Debugging and monitoring a SOA
Properties of a service-oriented architecture which are often stated to be essential are flexibility and easy adaptation to changing businesses. These properties can be found on a high level. By using a tool to model business processes one can acquire a lot of flexibility. You can, for instance, model a business process in the Mendix Business Modeler and, assuming the services you need to use already exist, deploy this process on the Mendix Application Server in a few clicks.
Sounds easy! But the realist among us will have some reservations. How do we check whether our orchestration is correct or not?
This is a legitimate question, as on a more technical level we have to deal with an asynchronous distributed system. A serious challenge in such a system is the detection of stable properties like deadlocks or terminations. To debug and monitor asynchronous distributed systems we need to have some clue about a global state. In a centralized system with one processor the determination of the global state is trivial. The processor can simply inspect the contents of its memory or the application the values of its variables. If you have ever used an IDE, for example Eclipse, to debug an application, you are familiar with the convenient debug method of these environments: just add some breakpoints and check the contents of every variable within the application at every desired moment. Unfortunately, for a distributed system this is not that easy.
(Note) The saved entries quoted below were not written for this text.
PR #912, opened 2026-06-22
Add Extending NeoWiki documentation

alistair3149:
> Result of a brainstorming session with @alistair3149 (chose a lean, reference-first scope; requested this review + UX copy pass).
> Context: the NeoWiki codebase, the RedHerb example extension, and the existing `docs/` + glossary.
> <sub>Written by Claude Code, `Opus 4.8` (1M context)</sub>

## What

Adds a published reference page, `docs/reference/extending.md`, documenting NeoWiki's extension points:

- **Backend (PHP):** Property Types, Neo4j value builders, Page Property Providers, the `NeoWikiGetFrontendModules` hook, and read-side services via `NeoWikiExtension::getInstance()`.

Global states in asynchronous, distributed systems
When trying to determine the global state of an asynchronous system, two main problems can be distinguished. First, just sending each process (i.e. each autonomous service) a
message telling to record their own local states won't work, because there is no way of synchronizing these recordings. Second, messages in transit can exist that should be
included in the state. By state the joint states of all processes and all communication channels in the system is meant. The state of a process can be defined as the contents of (a part of) its memory, and the state of a channel must be some subsequence of the sequence of messages sent along it.
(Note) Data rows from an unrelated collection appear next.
Issue #899, opened 2026-06-19
ext-neowiki-view only rendered in  Vector 2022 skin


LibrErli:
In our neowiki-dev installation, the `#ext-neowiki-view` is only renderd in Vector 2022 skin (in neowiki.dev it shows also up in the legacy skin).  Is it something we have to configure on our site?

krabina:
We also tested chameleon skin, which is an important skin for MediaWiki. Also does not work there.

malberts:
Do you have more information about:
* installation steps
* environment/MW version/LocalSettings
* are there any errors in the browser developer console?

It renders on Chameleon/Timeless/Medik/Monobook on our demo wiki: https://neowiki.dev/wiki/ACME_Inc (only one skin is available at a time on here, but these screenshots are from there):

<img width="1131" height="1110" alt="Image" src="https://github.com/user-attachments/assets/fd9ccd15-700d-4b7f-ad36-55569768335a" />

<img width="1218" height="1147" alt="Image" src="https://github.com/user-attachments/assets/9b044b20-377c-4a0d-a05e-a4679d3cba5d" />

<img width="1218" height="1147" alt="Image" src="https://github.com/user-attachments/assets/2ef3d911-cfe7-4304-becb-cdae756d7474" />

<img width="1234" height="939" alt="Image" src="https://github.com/user-attachments/assets/ad9de150-58c4-4441-9737-d64dfd8e2e35" />

malberts:
@LibrErli I found the error message on https://neowiki.knowledge.wiki/index.php/ACME_Inc. Investigating.

malberts:
Latest master branch has a fix for this.

PR #914, opened 2026-06-22
Clone only the bundled MediaWiki submodules NeoWiki loads

JeroenDeDauw:
> Result of back-and-forth with @JeroenDeDauw, who set the direction and the keep-set.
> Context: the NeoWiki dev env — the `bootstrap` Makefile target, `Docker/SettingsTemplate.php` (what actually loads), the cloned MW core's `.gitmodules`, and a footprint measurement of the existing clone.

`make dev`'s `bootstrap` cloned MediaWiki core with `--recurse-submodules`, pulling all 37 bundled extension/skin submodules. NeoWiki's `Docker/SettingsTemplate.php` only loads 9 of them (6 extensions + 3 skins); the other 28 were fetched and never enabled.

This clones core without `--recurse-submodules` and inits only the loaded set, cutting the bundled-submodule fetch from 37 to 9 repositories (~520 MB less to download and check out on a fresh bootstrap).

Safe because those 9 are exactly what `SettingsTemplate.php` loads: CodeEditor's only dependency (WikiEditor) is included, `--recursive` pulls VisualEditor's `lib/ve`, and the dropped submodules are never referenced. The list must stay in sync with `SettingsTemplate.php`; an added comment notes this.

Forward-only: existing checkouts keep their full bundle until re-bootstrapped from scratch.

### DIFF
--- a/Makefile
+++ b/Makefile
@@ -101,7 +101,7 @@ bootstrap: ## Clone MW core into Docker/mediawiki/ and prep gitignored files (id
 			"$${MW_GIT_URL:-https://github.com/wikimedia/mediawiki}" \
 			Docker/mediawiki; \
 		echo "Fetching the bundled extensions/skins NeoWiki loads..."; \
-		git -C Docker/mediawiki submodule update --init --recursive \
+		git -C Docker/mediawiki submodule update --init --recursive --depth 1 \
 			extensions/CodeEditor \
 			extensions/ParserFunctions \
 			extensions/Scribunto \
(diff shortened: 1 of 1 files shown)


JeroenDeDauw:
Verified locally

Makefile
```diff
@@ -87,14 +87,30 @@ _dev-tools-impl:
...
+		git -C Docker/mediawiki submodule update --init --recursive \
+			extensions/CodeEditor \
+			extensions/ParserFunctions \
+			extensions/Scribunto \
+			extensions/SyntaxHighlight_GeSHi \
+			extensions/VisualEditor \
+			extensions/WikiEditor \
+			skins/MonoBook \
+			skins/Timeless \
+			skins/Vector; \
```
alistair3149, line 113: We can probably skip timeless and monobook

malberts: It might be useful to have non-Vector skins around for issues like https://github.com/ProfessionalWiki/NeoWiki/issues/899, although the rest of our config masked that specific issue anyway.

For instance, consider two bank accounts, P1 and P2. P1 transfers money to P2, as depicted in figure 1. Each number is a money transfer of that amount from P1 to P2. If P1 record its own state after the sending of 78, 759 and 23, and P2 record its own state after the receive of 78, the state of the channel is [23, 759].
Figure 1 – Example bank accounts
This example shows the state of a channel should be defined as the sequence of messages still in the pipeline, i.e. the messages already sent by P1, but not yet received by P2. Scientific research has proved determining a state an asynchronous system has actually been in is too difficult. Chandy and Lamport, however, have designed an algorithm which can find a global state the system might have been in [1].
Chandy and Lamport algorithm
The idea of the algorithm is as follows. We model each process as a node in a graph. The directed edges in this graph are the unidirectional channels between the processes. An example can be found in figure 2. We assume that every process is connected to every other process and that the channels are FIFO.
Figure 2 – Graph model used in algorithm
Each process can start the algorithm when it would like to record the global state. A process starting the algorithm first records its own local state and subsequently sends a special message, a marker, along every outgoing channel. If a process receives a marker along a channel it records the state of that channel as empty and records its own local state. Next, the process sends a marker along every outgoing channel notifying the other processes. The process also creates a buffer for each of its incoming channels (except for the one along which the marker is received). Every message the process receive along a channel is entered into the corresponding buffer. If a process receives a marker while its own state has already been recorded, the state of that channel is recorded as the sequence of messages in the corresponding buffer. A process is ready with its part of the algorithm when it has received a marker along every incoming channel. The algorithm is ready when every process is ready.
In pseudo-code it looks like this [2]:
I. Spontaneously recording a processor´s state
record_and_send_markers:
record local state
loc_state_recorder = true
for every outgoing channel c dosend marker along c
for every incoming channel c do
create message buffer Bc
II. Receiving a marker along a channel
upon receipt of marker along channel c do
if (not loc_state_recorded) then
record state of c as empty
record_and_send_markers
else
record state of c as contents of Bc
III. Receiving a message along a channel
upon receipt of m along channel c do
append m to Bc
A full description of the algorithm in the original work of Chandy and Lamport [1] can be found here
Conclusion
As the previous section showed, determining the global state of an asynchronous distributed system is not trivial, but can be very useful to get a lot more insight in the system. In fact, debugging or monitoring an asynchronous distributed system like a service-oriented architecture without an algorithm as that of Chandy and Lamport is not possible. Of course the used middleware can help in solving parts of the problem, but the messages in transit should not be forgotten. Moreover, the middleware itself can also well be a distributed system (otherwise it could easily become a bottleneck). Conclusion: As software architects and engineers we will always have some nice challenges.
[1] K. Mani Chandy, Leslie Lamport, Distributed Snapshots: Determining Global States of Distributed Systems. ACM Transactions on Computer Systems, Vol. 3, No. 1, February 1985, Pages 63-75.
[2] D.H.J. Epema, Distributed Algorithms, Parallel and Distributed Systems Group
Faculty of Electrical Engineering, Mathematics, and Computer Science. Delft University of Technology the Netherlands, december 2005.